Надпись
Шрифт:
Он жаловался, возмущался, вымаливал себе прощение в том, в чем не был виноват. Мегамашина была не жестокой, а бездушной. Механически вычеркнула его из нескольких списков, лишила дачи, пайка, личной машины, "кремлевского телефона", места в газете, должности в Комитете защиты мира. Его имя стерли в картотеке номенклатуры. Его изображение убрали из памяти. Как на золоченой разноцветной мозаике в метро "Комсомольская", с которой, по мере партийных переворотов и заговоров, убирали по очереди Сталина, Берия, Маленкова, Кагановича, Молотова, Хрущева, пока трибуна не опустела и не пришлось переделывать мозаику.
– Они
Он пророчествовал, грозил, злорадствовал. Видел недоступную Коробейникову картину разрушения государства, которое лишилось приверженцев, оскорбило преданных слуг, поплатилось крушением.
– Но они ошибаются! Они хотели меня раздавить, но я еще жив! Я воскресну! Я ценен сам по себе! Мои знания, талант, мой опыт дороже любых номенклатурных пайков и связей! Я сделаю это паршивое издательство лучшим издательством страны! Привлеку самых талантливых авторов! Ко мне придут самые блестящие современные художники! Выйду на мои заграничные связи, и нас станут читать в Европе! Это будет взлет культуры, интеллектуальной смелости, эстетической новизны! Они еще увидят, на что я способен!..
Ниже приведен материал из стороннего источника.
PR #4091, opened 2026-07-02
fix(auth): infer limit cooldowns from provider error text

yoonhwan:
## Summary
- Infer HTTP-like status from provider error text when executors return errors without StatusCode.
- Treat status-less rate limit/session limit/usage-credit messages as cooldown-worthy so auth selection rotates instead of immediately reusing the same credential.
- Treat Anthropic overloaded text as transient 529 capacity cooldown.
- Add focused regression coverage for status-less rate limit, Claude Code session limit, usage credit, and overloaded messages.

## Verification
- go test ./sdk/cliproxy/auth
- go build -o /tmp/cli-proxy-api.patched ./cmd/server
- Local patched binary deployed and restarted via launchctl
- curl http://127.0.0.1:8317/v1/models returned 200
- curl http://127.0.0.1:8790/health returned 200

## Notes
This fixes a failure mode where MarkResult recorded an unavailable model/auth without a retry timestamp because status extraction returned 0. In that state, selector logic could consider the same credential available again instead of rotating to the next credential.

### DIFF
--- a/sdk/cliproxy/auth/conductor.go
+++ b/sdk/cliproxy/auth/conductor.go
@@ -171,6 +171,42 @@ type Result struct {
 	RetryAfter *time.Duration
 	// Error describes the failure when Success is false.
 	Error *Error
+	// IsProbe marks lightweight internal probes (e.g. Claude Code's
+	// max_tokens:1 "quota" usage-window ping) that must not influence
+	// credential cooldown/rotation decisions.
+	IsProbe bool
+}
+
+// isQuotaProbeRequest reports whether payload matches the shape of Claude
+// Code's built-in subscription-quota probe: a single-token request whose
+// last user message body is exactly "quota". These probes are sent on a
+// fixed interval independent of real traffic and can legitimately hit a
+// narrow provider-side rate limit; treating that as account/session
+// exhaustion would rotate away from a credential that still has real
+// capacity, defeating fill-first pinning.
+func isQuotaProbeRequest(payload []byte) bool {
+	if len(payload) == 0 {
+		return false
+	}
+	var probe struct {
+		MaxTokens int `json:"max_tokens"`
+		Messages  []struct {
+			Role    string `json:"role"`
+			Content any    `json:"content"`
+		} `json:"messages"`
+	}
+	if err := json.Unmarshal(payload, &probe); err != nil {
+		return false
+	}
+	if probe.MaxTokens != 1 || len(probe.Messages) == 0 {
+		return false
+	}
+	last := probe.Messages[len(probe.Messages)-1]
+	text, ok := last.Content.(string)
+	if !ok {
+		return false
+	}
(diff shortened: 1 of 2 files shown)


yoonhwan:
## Update: skip cooldown/rotation for quota-probe failures

Follow-up commit addresses a side effect of the status-less 429 inference above.

**Symptom**: with `fill-first` pinning, real usage was rotating between accounts every few minutes even though quota limits weren't actually being hit.

**Root cause**: Claude Code sends a lightweight internal probe every few minutes to check its subscription usage window — `{"max_tokens":1,"messages":[{"role":"user","content":"quota"}]}`. When that probe hits a narrow provider-side rate limit (429), this PR's broadened inference treated it identically to real session/quota exhaustion, marking the account `Quota.Exceeded` and rotating `fill-first` away from a credential that still had real capacity. Since this repeats on every account in turn, it produced round-robin-like behavior despite `fill-first` being configured.

**Fix**: added `Result.IsProbe` + `isQuotaProbeRequest()` to detect this specific probe shape, and short-circuit `MarkResult` before any auth/model state mutation when a probe fails. Real traffic 429s are unaffected and still cool down/rotate as before.

### Verification
- `go test ./sdk/cliproxy/auth/...` — all pass, including 3 new tests (`TestManager_MarkResult_QuotaProbeFailureDoesNotCooldownAuth`, `TestManager_MarkResult_RealTraffic429StillCoolsDownAuth`, `TestIsQuotaProbeRequest` with 7 subcases)
- `go build -o /tmp/cli-proxy-api.probe-patch ./cmd/server` — clean build
- Local patched binary deployed via launchctl, `curl :8317/v1/models` → 200, `curl :8790/health` (headroom chain) → ready

yoonhwan:
## Retracting the "skip cooldown for quota-probe failures" follow-up

The `IsProbe` commit above (2a8d4332) was based on a flawed premise: I assumed Claude Code's periodic quota-check probe (`max_tokens:1`, content `"quota"`) hitting 429 was noise unrelated to real account capacity, and that skipping cooldown on probe failure would stop unnecessary rotation.

In practice this was wrong — the probe's 429 genuinely reflects the account's real session/quota exhaustion. Skipping cooldown on probe failure pinned the credential selector to an already-exhausted account indefinitely, since nothing else triggered rotation for that credential. This caused exactly the failure mode this PR fixes (rotation not happening), reintroducing it through a different path.

Verified via live `debug: true` observation: with only the original commit (589b20d4) deployed, real requests correctly rotate `developer.ts@... → yoonhwan.ko@byourz.com... → yoonhwan.ko@gmail.com...` and land on a non-exhausted credential. With my IsProbe patch added on top, rotation stalled on the exhausted account.

Please disregard/drop commit 2a8d4332 — the original fix (589b20d4) is correct and sufficient as-is. Sorry for the noise.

Он воспылал дерзновенной мечтой. Стал прежним Стремжинским с глазами разъяренного быка, упрямого, яростного и бесстрашного. Но потом обмяк, сник, словно из него выпустили воздух.
– Не могу… Сломали хребет… Я собака с перебитым хребтом… Кто же нас всех предает? За что нам такое?..
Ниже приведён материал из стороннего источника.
PR #4204, opened 2026-07-10
feat(openai-compat): Add extra_body config for provider-specific request fields

### LINKED ISSUE #4203: Feature: `extra_body` config for openai-compatibility providers to inject provider-specific request body fields
Some OpenAI-compatible providers require non-standard fields in the request body that aren't part of the OpenAI API spec. Currently, CLIProxyAPI's `openai_compat_executor.go` has no mechanism to inject these, making it impossible to use such providers without patching the code.

## Use case: Nous Portal

The Nous Portal inference API (`inference-api.nousresearch.com/v1`) is documented as a standard OpenAI-compatible API. However, in practice, at least some models (e.g. `tencent/hy3:free`, which routes through OpenRouter) reject requests without a `tags` array in the body:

Сидел, сутулясь, в своей жалкой каморке, былой властелин, громовержец, у которого вырвали пылающий трезубец молний, вставили в кулак пучок соломы. По блеклому, постаревшему лицу катились слезы.
Коробейников, мучаясь, сострадая, поднялся. Вышел из комнаты.
55
Вернулся домой и был встречен огорченной, встревоженной Валентиной, которая с порога протянула ему листок бумаги:
– Приходил военный, в форме. Заставил меня расписаться. Может, я не должна была это делать? Но я так растерялась…
Листок бумаги был повесткой, приглашавшей его, Коробейникова, явиться назавтра, в десять утра, в Комитет государственной безопасности, на Лубянку, в кабинет 507, к подполковнику Миронову А. Г. Штамп КГБ подтверждал достоверность повестки.
Эта блеклая, невыразительная бумажка вдруг повергла Коробейникова в оторопь. Словно в сознании открылись невидимые прежде скважины, и сквозь них хлынул страх. Страх был мерзкий, парализующий, немотивированный. Его усиливало бледное, беззащитное лицо жены,
смех играющих в комнате детей. С этой повесткой в их дом проникла слепая, всесильная, беспощадная власть, угрожая хрупкому, беспомощному укладу.– Ничего страшного, – произнес он, стараясь собой овладеть. – Думаю, что речь не идет о государственном перевороте.
Однако весь вечер, удалившись в кабинет, он пытался справиться с паникой. Лихорадочно перебирал все возможности и поводы, заставившие загадочного, сурового, с беспощадным лицом подполковника, напоминающего наркома Ежова, прислать ему эту повестку.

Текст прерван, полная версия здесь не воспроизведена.